Ce contexte, marqué par une prise de conscience générale mais partielle quant à des phénomènes qui touchent de nombreux enfants dans notre pays, aurait pu favoriser l’émergence d’une politique publique favorisant la protection effective des mineurs étrangers en danger. Nous constatons malheureusement que tel n’est pas encore le cas : des discussions constructives ont eté menées pour obtenir la mise en place d’un dispositif expérimental de protection des mineurs présumés victimes de la traite des êtres humains.
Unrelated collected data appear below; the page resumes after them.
PR #3097, opened 2026-06-25
Move `count()` to `CountTrait`

Huliiiiii:
## Breaking Changes

- [x] Move the count method into `CountTrait` to prevent accidental resets of limit and offset


tyt2y3:
let's not create churn right now. but if we have new methods, say `count_distinct` we should put them in a new trait, or reuse `SelectExt`

PR #4, opened 2025-12-07
feat(output): Display more device-friendly information when outputting device list

bnqzzdf:
Added display of target device name

Display device output name and configuration information

Output product ID in hexadecimal format

Display protocol version number

Indicate whether multi-port support is enabled

Display synchronization status and its detailed parameters


cometdom:
Hi again @bnqzzdf,

And thanks a lot for these new adds.
As usual they are very useful.
Would it be indiscreet to ask your name?
It would make our exchanges more user-friendly.

Best regards,
Dominique.

PR #9, opened 2025-12-11
Feature/divers

herisson-88:
Bonjour Dominique,

Tu peux tester ces évolutions, je ne serai pas vexé si tu refuse tout ou partie ;-)

# Pull Request: Stability and Thread-Safety Improvements

## Summary

This PR introduces several improvements focused on stability, performance, and thread-safety for the DirettaRendererUPnP project.

### 1. Optimize FFmpeg settings for faster streaming startup
- Add `probesize` (1MB) and `analyzeduration` (1.5s) for faster initial buffering
- Increase network buffer from 32KB to 512KB for better stability on slow connections

### 2. Disable gapless playback on format changes
- Detect format changes (sample rate, bit depth, channels, DSD vs PCM) between tracks
- Force clean stop/start sequence instead of gapless transition to prevent audio artifacts

### 3. Add anti-pop protection with silence padding
- Add `sendSilence()` function to pre-fill buffer with format-appropriate silence (0x69 for DSD, zeros for PCM)
- Apply anti-pop at playback start and after format changes
- Note: `drainBuffer()` not added as drain functionality already exists using `buffer_empty()`

### 4. Add thread-safe track change mechanism
- Add dedicated `m_pendingMutex` to protect string writes/reads (`std::string` is not atomic)
- Use `memory_order_acquire/release` for ARM compatibility
- `setCurrentURI()` / `setNextURI()` now queue changes via pending mechanism when playing
- `process()` applies pending changes safely in audio thread context

### 5. Fix use-after-free in preload thread
- Replace `std::thread().detach()` with managed joinable thread
- Add `m_preloadThread` and `m_preloadRunning` to track preload state
- Add `waitForPreloadThread()` helper called in `stop()` and destructor
- Prevents crash when `AudioEngine` is destroyed while preload is running

### 6. Fix race condition on preloadNextTrack()
- Add `m_preloadRunning` check in `process()` before calling `preloadNextTrack()`
- Prevents simultaneous preload from `play()` thread and `process()` audio thread

## Files Modified

- `src/AudioEngine.cpp` - FFmpeg optimization, gapless detection, thread-safety, preload fixes
- `src/AudioEngine.h` - New members for pending mechanism and preload thread management
- `src/DirettaOutput.cpp` - `sendSilence()` function, anti-pop in `changeFormat()`
- `src/DirettaOutput.h` - `sendSilence()` declaration
- `src/DirettaRenderer.cpp` - Anti-pop at playback start

## Testing

- [ ] Playback start without pops/clicks
- [ ] Format change between tracks (e.g., 44.1kHz to 96kHz)
- [ ] Gapless playback with same format tracks
- [ ] Rapid play/stop/play sequences
- [ ] Application shutdown during playback

## Compatibility

- Based on `develop-v1.0.6` branch (commit `88c2046`)
- No breaking changes to existing API

### DIFF
--- a/src/AudioEngine.cpp
+++ b/src/AudioEngine.cpp
@@ -1232,7 +1232,9 @@ bool AudioEngine::process(size_t samplesNeeded) {
     
     // Preload next track as soon as EOF flag is set (for gapless)
     // Check AFTER readSamples() because EOF flag is set during the read
-    if (!m_nextDecoder && !m_nextURI.empty() && m_currentDecoder->isEOF()) {
+    // Also check m_preloadRunning to avoid race with preload thread from play()
+    if (!m_nextDecoder && !m_nextURI.empty() && m_currentDecoder->isEOF()
+        && !m_preloadRunning.load(std::memory_order_acquire)) {
         std::cout << "[AudioEngine] EOF detected, preloading next track for gapless..." << std::endl;
         preloadNextTrack();
     }


herisson-88:
Et ce n'est pas grave du tout si ce n'est pas mergé si tu préfère reprendre comme tu veux

PR #14, opened 2025-12-12
Feature/multi thread

herisson-88:
Fix thread-safety issues causing silent playback and crashes

  Problem

  When skipping tracks rapidly, the renderer experienced:
  - Silent playback (no audio output)
  - Segmentation faults
  - Race conditions visible in logs (interleaved messages)

  Root Causes

  1. Race condition in setNextURI() (AudioEngine)
    - UPnP thread writes to m_nextURI/m_nextDecoder while audio thread reads them
    - Cross-thread string manipulation without synchronization
  2. Use-after-free in preload thread (AudioEngine)
    - Detached thread continues running after AudioEngine destruction
    - Accesses freed memory → crash
  3. Concurrent UPnP callbacks (DirettaRenderer)
    - Multiple UPnP actions (Stop, Play, SetURI) execute in parallel
    - Interleaved operations corrupt internal state

  Solution

  Commit 1: Fix thread-safety issues in AudioEngine
  - Pending mechanism for setNextURI(): UPnP thread writes to pending variables, audio thread applies    
   them safely
  - Joinable thread instead of detached: destructor waits for preload thread completion
  - Memory ordering with std::memory_order_acquire/release

  Commit 2: Serialize UPnP action callbacks
  - Added std::lock_guard<std::mutex> to all 6 UPnP callbacks
  - Ensures only one action executes at a time

  Testing

  - Rapid track skipping: ✅ No more silent playback
  - Stress test (skip 10+ tracks quickly): ✅ No crashes
  - Gapless playback: ✅ Still works correctly

### DIFF
--- a/src/DirettaRenderer.cpp
+++ b/src/DirettaRenderer.cpp
@@ -307,6 +307,7 @@ bool DirettaRenderer::start() {
 UPnPDevice::Callbacks callbacks;
 
 callbacks.onSetURI = [this](const std::string& uri, const std::string& metadata) {
+    std::lock_guard<std::mutex> lock(m_mutex);  // Serialize UPnP actions
     std::cout << "[DirettaRenderer] SetURI: " << uri << std::endl;
     
     // ⭐ Sauvegarder l'URI courante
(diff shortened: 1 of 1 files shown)


herisson-88:
C'est un plus gros morceau mais avec ça j'arrive à changer de pistes comme un parkinsonien sans crash ;-)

A l’origine des analyses et des propositions qui se mettront en œuvre en 2016, Hors la Rue considère que d’autres avancées doivent être obtenues, comme la reconnaissance du statut de victimes de ces enfants protégés au titre de l’enfance en danger. Par ailleurs, si la loi sur la protection de l’enfance a pu permettre la relance du dispositif de répartition des mineurs isolés étrangers sur l’ensemble du territoire, aucune avancée significative n’a été obtenue sur le contenu et les modalités des évaluations auxquelles sont soumis les mineurs non accompagnés. Aucune avancée – voire des reculs – quant à la situation des jeunes évalués majeurs mais qui cherchent à faire reconnaître leur minorité par un juge. La zone de non droit dans laquelle ils sont maintenus durant cette attente persiste, s’élargit et continue à avoir de graves conséquences pour ces jeunes migrants. Enfin, la situation des enfants vivant en bidonvilles bien que de plus en plus dramatiques, continue de susciter l’indifférence. Les familles expulsées de leurs lieux de vie sont toujours très nombreuses. Le développement social, affectif, psychologique des enfants s’en trouve évidemment altéré sans que la mobilisation ne parvienne à dépasser les associations et les bénévoles intervenant auprès de ces familles depuis plusieurs années.

La décision du Conseil d’Etat concernant la jungle de Calais et enjoignant l’Etat à procéder à l’installation de sanitaires ainsi qu’au ramassage des ordures permet cependant de révéler que c’est bien le non respect par l’Etat et les collectivités de certaines dispositions légales qui accroît la précarisation des conditions de vie des personnes vivant en bidonvilles, et favorise l’emprise de personnes qui n’hésitent pas à tirer parti de cette immense détresse. Nous avons donc écouté avec intérêt les prises de parole s’agissant des mineurs non accompagnés qui se trouveraient dans les différents sites du Nord et du Pas de Calais. Aux responsables nationaux et locaux, nous souhaitons cependant répéter que, de Calais à la Courneuve, en passant par Marseille et Champs Sur Marne, sans oublier les nombreux territoires où sont installés des bidonvilles ou des squats, l’amélioration des conditions de vie des enfants doit primer sur toute autre considération.

C’est une partie du message parfois cinglant que le Comité des Droits de l’Enfant de l’ONU a adressé à la France dans ses recommandations de février 2016. Espérons qu’après le choc émotionnel viendra le temps de l’action.